Richard paid him no attention. His gaze remained fixed on the yellow ball they had found. Old, stiff, and with worn-out seams, it looked like a toy pulled from someone's memory. Damián picked it up in his hands and then tossed it toward Richard.

"There's no real way out here," Damián said after looking at the walls enclosing the yard.

No one answered immediately. John, still breathing with contained rage, stood, trying to keep control. Then he saw it: small footprints pressed into the damp soil. They were from a barefoot child. The heel, the sole, and every toe were clearly marked.

"Do you see this?" Damián said, crouching down to point at the trail.

The prints moved forward until they vanished beneath a neatly trimmed bush. The three of them tensed immediately.

"Where the hell did they come from?" John muttered.

Richard shook his head, not knowing the answer either. "Being here… I don't even trust what I saw before as something unchangeable…"

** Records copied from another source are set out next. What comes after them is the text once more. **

PR #1117, opened 2023-11-03
FortiOS.pm improvements

rc9000:
@earendilfr & @ollyg - this is a slightly improved version of the FortiOS collector

 * can handle --More-- pagination
 * suppress some uninitialized variable warnings

### DIFF
--- a/lib/App/Netdisco/SSHCollector/Platform/FortiOS.pm
+++ b/lib/App/Netdisco/SSHCollector/Platform/FortiOS.pm
@@ -50,18 +50,18 @@ sub get_paginated_output {
         if ($match) {
             if ($match =~ $more_pattern) {
                 $more_flag = 1;
-		        @lines = split(/\R/, $before);
-		        push(@alllines, grep {$_ =~ /\S/} @lines);
-		        debug("skipping through --More-- pagination");
+                @lines = split(/\R/, $before);
+                push(@alllines, grep {$_ =~ /\S/} @lines);
+                debug("skipping through --More-- pagination");
                 $expect->send(" ");
             } elsif ($match =~ $prompt) {
                 $more_flag = 0;
-		        @lines = split(/\R/, $before);
-		        push(@alllines, grep {$_ =~ /\S/} @lines);
-		        foreach my $line (@alllines) {
-		            debug("output collected: $line") if $line;
-		        }
-		        last;
+                @lines = split(/\R/, $before);
+                push(@alllines, grep {$_ =~ /\S/} @lines);
+                foreach my $line (@alllines) {
+                    debug("output collected: $line") if $line;
+                }
+                last;
             }
         }
     }
@@ -142,7 +142,7 @@ sub arpnip {
     foreach (@data) {
         if ($_ && /^Virtual domain configuration: multiple$/) {
             $multi_vdom = 1;
-	    last;
+        last;
         }
     }
     my $arpentries = [];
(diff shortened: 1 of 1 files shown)


earendilfr:
Hi @rc9000,

Two question: 
- how did you have the pagination for the output of `get system arp`? It's seems not available (even with a Fortigate with 1756 arp entries...) Or perhaps it's for IPv6 entry (sadly, I didn't have IPv6 on my firewalls,,,)
- Are you sure it's a real good idea to declare variable `$prompt` and `$more_prompt` as òur`variables... I read it's a better wait to declare them as my (that will cache this variable from outside of the module)

Some other points:
Your idea to declare regex outside and compile then is really a good idea.
I think you can also add two other variables
```perl
my $re_ipv4_arp = qr/^($RE{net}{IPv4})\s*\d+\s*($RE{net}{MAC})\s*\S+$/;
my $re_ipv6_arp = qr/^ifindex=\d+\s+ifname=\S+\s+($RE{net}{IPv6}{-sep => ':'}{-style => 'HeX'})\s+($RE{net}{MAC}).*$/;
```
and use them inside the function `arpnip_context`

And perhaps you can simplify the function `sub get_paginated_output` like that:

```perl
sub get_paginated_output {
    my ($command, $expect) = @_;
    $expect->send($command."\n");
    my ($pos, $error, $match, $before, $after) = $expect->expect($timeout,
        [ $more_pattern, sub { my $self = shift; $self->send(" "); exp_continue; }],
        -re, $prompt);
    return grep {$_ =~ /\S/} split(/\R/, $before);
}
```

rc9000:
Thanks for having a look @earendilfr !

 
>     * how did you have the pagination for the output of `get system arp`? It's seems not available (even with a Fortigate with 1756 arp entries...) Or perhaps it's for IPv6 entry (sadly, I didn't have IPv6 on my firewalls,,,)

Hehe weird you're right, I actually just noticed the problem in "get system status" and just assumed that the other outputs also would have paging - but "get system arp" isn't doing it for me neither. I also don't know about IPv6, because the admins didn't want to give my netdisco user the `diagnose` command. But I'm curious now, if I encounter some IPv6 Fortis somewhere I'll give it a try :)



>     * Are you sure it's a real good idea to declare variable `$prompt` and `$more_prompt` as òur`variables... I read it's a better wait to declare them as my (that will cache this variable from outside of the module)

Totally true, my is sufficient. 

> Some other points: Your idea to declare regex outside and compile then is really a good idea. I think you can also add two other variables
> 
> ```perl
> my $re_ipv4_arp = qr/^($RE{net}{IPv4})\s*\d+\s*($RE{net}{MAC})\s*\S+$/;
> my $re_ipv6_arp = qr/^ifindex=\d+\s+ifname=\S+\s+($RE{net}{IPv6}{-sep => ':'}{-style => 'HeX'})\s+($RE{net}{MAC}).*$/;
> ```

added, good point. 


> And perhaps you can simplify the function `sub get_paginated_output` like that:
> 
> ```perl
> sub get_paginated_output {
>     my ($command, $expect) = @_;
>     $expect->send($command."\n");
>     my ($pos, $error, $match, $before, $after) = $expect->expect($timeout,
>         [ $more_pattern, sub { my $self = shift; $self->send(" "); exp_continue; }],
>         -re, $prompt);
>     return grep {$_ =~ /\S/} split(/\R/, $before);
> }
> ```

Yes this should probably work, but I liked the explicitness and logging of the current variant, so I left it at that.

The entire place was in constant change. It almost felt as if, at any moment, another clue would appear in places they had already passed. It was all far too confusing.

John moved forward without hesitation, following the footprints until he reached the bush. There, on the damp ground, a teddy bear was waiting for him. The toy was dirty and discolored, with one eye torn out and an open seam at the mouth that made it look like a crooked smile. From its arm hung a wrinkled piece of paper.

John picked it up carefully, and the message appeared once again—this time in the sky above the yard:

[Second test: In the immensity of the yard lies a teddy bear. No one must harm it; its innocence is the key. Listen to the laughter it emits.]

Richard frowned slightly. Every moment this felt more and more like a children's game.

The message made no sense—though nothing had made sense since they had been trapped in the dining hall with no way to escape outside.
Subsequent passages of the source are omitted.